→ **MATERIAL TO PROCESS**
PR #2702, opened 2025-10-05
feat(java): custom class info serializer

mattjubb:
## Why?
In my project we have 1000s of classes that are serialized, we have a custom mechanism for registering those class using a UUID which provides a way to lookup those classes at runtime. It would be useful to be able to hook up this mechanism to the fory serializer. This is my first time trying to contribute to open source project so appreciate any guidance

## What does this PR do?
This PR adds a new interface ClassInfoSerializer which can be implemented to specify a custom way to serialize a class ID instead of the default short id. this can be set on the ClassResolver via setClassInfoSerializer

Yes introduces new interface - ClassInfoSerializer  and ClassResolver.setClassInfoSerializer method

-->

→ **PROBLEM STATEMENT**
Report only the number of lines in the data above that contain "ClassResolver".

→ **WRITTEN RESPONSE**
2